AIM OF THE TASK
Set down the records that follow in full and without changes.

Collected data entries
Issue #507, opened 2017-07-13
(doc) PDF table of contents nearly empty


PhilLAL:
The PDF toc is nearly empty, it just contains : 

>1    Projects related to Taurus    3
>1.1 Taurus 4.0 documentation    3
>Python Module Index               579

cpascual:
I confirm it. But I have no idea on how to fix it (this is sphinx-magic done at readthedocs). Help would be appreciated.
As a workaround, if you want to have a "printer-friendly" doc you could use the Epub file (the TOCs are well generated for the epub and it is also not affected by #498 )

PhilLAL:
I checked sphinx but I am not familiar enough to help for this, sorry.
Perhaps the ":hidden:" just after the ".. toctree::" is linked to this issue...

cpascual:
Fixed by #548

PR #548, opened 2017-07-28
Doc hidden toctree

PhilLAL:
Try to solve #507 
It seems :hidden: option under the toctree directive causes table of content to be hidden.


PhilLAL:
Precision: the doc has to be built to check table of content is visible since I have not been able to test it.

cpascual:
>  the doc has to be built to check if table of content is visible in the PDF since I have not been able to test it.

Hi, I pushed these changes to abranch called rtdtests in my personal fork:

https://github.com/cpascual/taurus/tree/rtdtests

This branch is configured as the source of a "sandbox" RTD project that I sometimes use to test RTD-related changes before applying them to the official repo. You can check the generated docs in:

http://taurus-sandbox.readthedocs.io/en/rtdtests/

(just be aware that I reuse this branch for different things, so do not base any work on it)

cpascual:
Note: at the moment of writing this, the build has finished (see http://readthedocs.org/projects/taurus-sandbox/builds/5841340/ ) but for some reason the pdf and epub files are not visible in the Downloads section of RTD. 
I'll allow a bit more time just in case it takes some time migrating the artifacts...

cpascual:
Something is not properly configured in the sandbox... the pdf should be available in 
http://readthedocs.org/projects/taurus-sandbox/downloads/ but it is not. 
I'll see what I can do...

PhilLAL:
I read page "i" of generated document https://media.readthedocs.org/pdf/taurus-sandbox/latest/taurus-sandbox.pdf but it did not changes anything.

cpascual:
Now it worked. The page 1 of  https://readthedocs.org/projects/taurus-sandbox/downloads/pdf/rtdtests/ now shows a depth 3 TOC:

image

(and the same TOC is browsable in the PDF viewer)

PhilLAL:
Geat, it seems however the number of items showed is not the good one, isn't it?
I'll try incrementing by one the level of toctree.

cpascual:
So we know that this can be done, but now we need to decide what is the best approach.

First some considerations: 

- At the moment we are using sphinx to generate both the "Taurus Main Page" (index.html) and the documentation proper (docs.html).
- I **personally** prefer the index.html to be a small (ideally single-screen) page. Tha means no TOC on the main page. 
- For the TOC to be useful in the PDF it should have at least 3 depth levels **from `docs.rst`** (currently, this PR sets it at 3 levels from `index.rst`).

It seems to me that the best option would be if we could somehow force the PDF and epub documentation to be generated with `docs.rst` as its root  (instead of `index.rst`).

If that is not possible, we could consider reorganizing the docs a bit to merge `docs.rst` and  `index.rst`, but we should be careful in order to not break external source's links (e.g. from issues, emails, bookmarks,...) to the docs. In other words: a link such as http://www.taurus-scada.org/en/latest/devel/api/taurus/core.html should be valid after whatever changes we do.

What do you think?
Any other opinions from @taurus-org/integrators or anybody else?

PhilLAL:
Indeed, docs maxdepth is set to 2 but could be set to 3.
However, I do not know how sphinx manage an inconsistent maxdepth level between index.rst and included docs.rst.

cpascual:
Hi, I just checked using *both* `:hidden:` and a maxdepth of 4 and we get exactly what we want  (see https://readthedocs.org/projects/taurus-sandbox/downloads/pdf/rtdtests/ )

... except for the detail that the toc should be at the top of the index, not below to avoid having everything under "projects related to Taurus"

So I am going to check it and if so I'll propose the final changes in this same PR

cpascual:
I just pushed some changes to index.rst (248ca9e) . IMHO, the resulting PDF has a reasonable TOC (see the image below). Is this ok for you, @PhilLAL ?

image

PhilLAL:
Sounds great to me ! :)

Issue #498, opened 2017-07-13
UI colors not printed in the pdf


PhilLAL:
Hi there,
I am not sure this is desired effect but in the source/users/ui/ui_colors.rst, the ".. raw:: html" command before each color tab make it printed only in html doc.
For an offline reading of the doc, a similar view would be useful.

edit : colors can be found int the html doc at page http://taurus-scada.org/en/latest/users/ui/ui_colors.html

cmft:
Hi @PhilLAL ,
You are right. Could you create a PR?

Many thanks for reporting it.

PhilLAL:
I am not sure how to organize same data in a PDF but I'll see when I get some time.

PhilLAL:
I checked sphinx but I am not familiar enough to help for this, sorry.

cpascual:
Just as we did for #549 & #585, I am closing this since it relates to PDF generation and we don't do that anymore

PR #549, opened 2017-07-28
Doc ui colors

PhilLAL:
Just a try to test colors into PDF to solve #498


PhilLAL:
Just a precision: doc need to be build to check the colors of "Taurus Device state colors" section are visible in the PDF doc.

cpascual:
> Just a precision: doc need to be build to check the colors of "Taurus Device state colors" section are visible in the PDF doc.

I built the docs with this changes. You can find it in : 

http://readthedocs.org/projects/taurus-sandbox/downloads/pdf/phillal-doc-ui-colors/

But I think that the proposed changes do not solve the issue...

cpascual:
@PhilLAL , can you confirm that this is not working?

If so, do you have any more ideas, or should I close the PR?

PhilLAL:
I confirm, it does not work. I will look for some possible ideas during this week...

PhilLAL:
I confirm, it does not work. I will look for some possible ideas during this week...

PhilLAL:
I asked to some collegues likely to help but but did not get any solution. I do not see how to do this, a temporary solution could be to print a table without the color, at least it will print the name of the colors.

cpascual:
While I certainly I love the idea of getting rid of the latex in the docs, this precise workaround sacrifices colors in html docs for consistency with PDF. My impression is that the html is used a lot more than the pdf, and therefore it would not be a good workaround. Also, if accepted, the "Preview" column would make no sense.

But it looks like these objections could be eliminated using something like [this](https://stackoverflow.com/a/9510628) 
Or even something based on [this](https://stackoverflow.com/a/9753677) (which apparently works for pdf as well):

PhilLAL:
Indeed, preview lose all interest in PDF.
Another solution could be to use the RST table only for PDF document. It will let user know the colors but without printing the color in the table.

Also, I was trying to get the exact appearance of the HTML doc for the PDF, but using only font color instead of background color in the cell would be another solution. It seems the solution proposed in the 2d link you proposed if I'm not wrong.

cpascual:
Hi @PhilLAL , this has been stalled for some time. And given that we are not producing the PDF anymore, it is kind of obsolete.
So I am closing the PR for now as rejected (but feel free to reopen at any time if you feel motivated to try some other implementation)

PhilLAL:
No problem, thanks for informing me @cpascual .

YOUR SOLUTION
Issue #507, opened 2017-07-13
(doc) PDF table of contents nearly empty


PhilLAL:
The PDF toc is nearly empty, it just contains : 

>1    Projects related to Taurus    3
>1.1 Taurus 4.0 documentation    3
>Python Module Index               579

cpascual:
I confirm it. But I have no idea on how to fix it (this is sphinx-magic done at readthedocs). Help would be appreciated.
As a workaround, if you want to have a "printer-friendly" doc you could use the Epub file (the TOCs are well generated for the epub and it is also not affected by #498 )

PhilLAL:
I checked sphinx but I am not familiar enough to help for this, sorry.
Perhaps the ":hidden:" just after the ".. toctree::" is linked to this issue...

cpascual:
Fixed by #548

PR #548, opened 2017-07-28
Doc hidden toctree

PhilLAL:
Try to solve #507 
It seems :hidden: option under the toctree directive causes table of content to be hidden.


PhilLAL:
Precision: the doc has to be built to check table of content is visible since I have not been able to test it.

cpascual:
>  the doc has to be built to check if table of content is visible in the PDF since I have not been able to test it.

Hi, I pushed these changes to abranch called rtdtests in my personal fork:

https://github.com/cpascual/taurus/tree/rtdtests

This branch is configured as the source of a "sandbox" RTD project that I sometimes use to test RTD-related changes before applying them to the official repo. You can check the generated docs in:

http://taurus-sandbox.readthedocs.io/en/rtdtests/

(just be aware that I reuse this branch for different things, so do not base any work on it)

cpascual:
Note: at the moment of writing this, the build has finished (see http://readthedocs.org/projects/taurus-sandbox/builds/5841340/ ) but for some reason the pdf and epub files are not visible in the Downloads section of RTD. 
I'll allow a bit more time just in case it takes some time migrating the artifacts...

cpascual:
Something is not properly configured in the sandbox... the pdf should be available in 
http://readthedocs.org/projects/taurus-sandbox/downloads/ but it is not. 
I'll see what I can do...

PhilLAL:
I read page "i" of generated document https://media.readthedocs.org/pdf/taurus-sandbox/latest/taurus-sandbox.pdf but it did not changes anything.

cpascual:
Now it worked. The page 1 of  https://readthedocs.org/projects/taurus-sandbox/downloads/pdf/rtdtests/ now shows a depth 3 TOC:

image

(and the same TOC is browsable in the PDF viewer)

PhilLAL:
Geat, it seems however the number of items showed is not the good one, isn't it?
I'll try incrementing by one the level of toctree.

cpascual:
So we know that this can be done, but now we need to decide what is the best approach.

First some considerations: 

- At the moment we are using sphinx to generate both the "Taurus Main Page" (index.html) and the documentation proper (docs.html).
- I **personally** prefer the index.html to be a small (ideally single-screen) page. Tha means no TOC on the main page. 
- For the TOC to be useful in the PDF it should have at least 3 depth levels **from `docs.rst`** (currently, this PR sets it at 3 levels from `index.rst`).

It seems to me that the best option would be if we could somehow force the PDF and epub documentation to be generated with `docs.rst` as its root  (instead of `index.rst`).

If that is not possible, we could consider reorganizing the docs a bit to merge `docs.rst` and  `index.rst`, but we should be careful in order to not break external source's links (e.g. from issues, emails, bookmarks,...) to the docs. In other words: a link such as http://www.taurus-scada.org/en/latest/devel/api/taurus/core.html should be valid after whatever changes we do.

What do you think?
Any other opinions from @taurus-org/integrators or anybody else?

PhilLAL:
Indeed, docs maxdepth is set to 2 but could be set to 3.
However, I do not know how sphinx manage an inconsistent maxdepth level between index.rst and included docs.rst.

cpascual:
Hi, I just checked using *both* `:hidden:` and a maxdepth of 4 and we get exactly what we want  (see https://readthedocs.org/projects/taurus-sandbox/downloads/pdf/rtdtests/ )

... except for the detail that the toc should be at the top of the index, not below to avoid having everything under "projects related to Taurus"

So I am going to check it and if so I'll propose the final changes in this same PR

cpascual:
I just pushed some changes to index.rst (248ca9e) . IMHO, the resulting PDF has a reasonable TOC (see the image below). Is this ok for you, @PhilLAL ?

image

PhilLAL:
Sounds great to me ! :)

Issue #498, opened 2017-07-13
UI colors not printed in the pdf


PhilLAL:
Hi there,
I am not sure this is desired effect but in the source/users/ui/ui_colors.rst, the ".. raw:: html" command before each color tab make it printed only in html doc.
For an offline reading of the doc, a similar view would be useful.

edit : colors can be found int the html doc at page http://taurus-scada.org/en/latest/users/ui/ui_colors.html

cmft:
Hi @PhilLAL ,
You are right. Could you create a PR?

Many thanks for reporting it.

PhilLAL:
I am not sure how to organize same data in a PDF but I'll see when I get some time.

PhilLAL:
I checked sphinx but I am not familiar enough to help for this, sorry.

cpascual:
Just as we did for #549 & #585, I am closing this since it relates to PDF generation and we don't do that anymore

PR #549, opened 2017-07-28
Doc ui colors

PhilLAL:
Just a try to test colors into PDF to solve #498


PhilLAL:
Just a precision: doc need to be build to check the colors of "Taurus Device state colors" section are visible in the PDF doc.

cpascual:
> Just a precision: doc need to be build to check the colors of "Taurus Device state colors" section are visible in the PDF doc.

I built the docs with this changes. You can find it in : 

http://readthedocs.org/projects/taurus-sandbox/downloads/pdf/phillal-doc-ui-colors/

But I think that the proposed changes do not solve the issue...

cpascual:
@PhilLAL , can you confirm that this is not working?

If so, do you have any more ideas, or should I close the PR?

PhilLAL:
I confirm, it does not work. I will look for some possible ideas during this week...

PhilLAL:
I confirm, it does not work. I will look for some possible ideas during this week...

PhilLAL:
I asked to some collegues likely to help but but did not get any solution. I do not see how to do this, a temporary solution could be to print a table without the color, at least it will print the name of the colors.

cpascual:
While I certainly I love the idea of getting rid of the latex in the docs, this precise workaround sacrifices colors in html docs for consistency with PDF. My impression is that the html is used a lot more than the pdf, and therefore it would not be a good workaround. Also, if accepted, the "Preview" column would make no sense.

But it looks like these objections could be eliminated using something like [this](https://stackoverflow.com/a/9510628) 
Or even something based on [this](https://stackoverflow.com/a/9753677) (which apparently works for pdf as well):

PhilLAL:
Indeed, preview lose all interest in PDF.
Another solution could be to use the RST table only for PDF document. It will let user know the colors but without printing the color in the table.

Also, I was trying to get the exact appearance of the HTML doc for the PDF, but using only font color instead of background color in the cell would be another solution. It seems the solution proposed in the 2d link you proposed if I'm not wrong.

cpascual:
Hi @PhilLAL , this has been stalled for some time. And given that we are not producing the PDF anymore, it is kind of obsolete.
So I am closing the PR for now as rejected (but feel free to reopen at any time if you feel motivated to try some other implementation)

PhilLAL:
No problem, thanks for informing me @cpascual .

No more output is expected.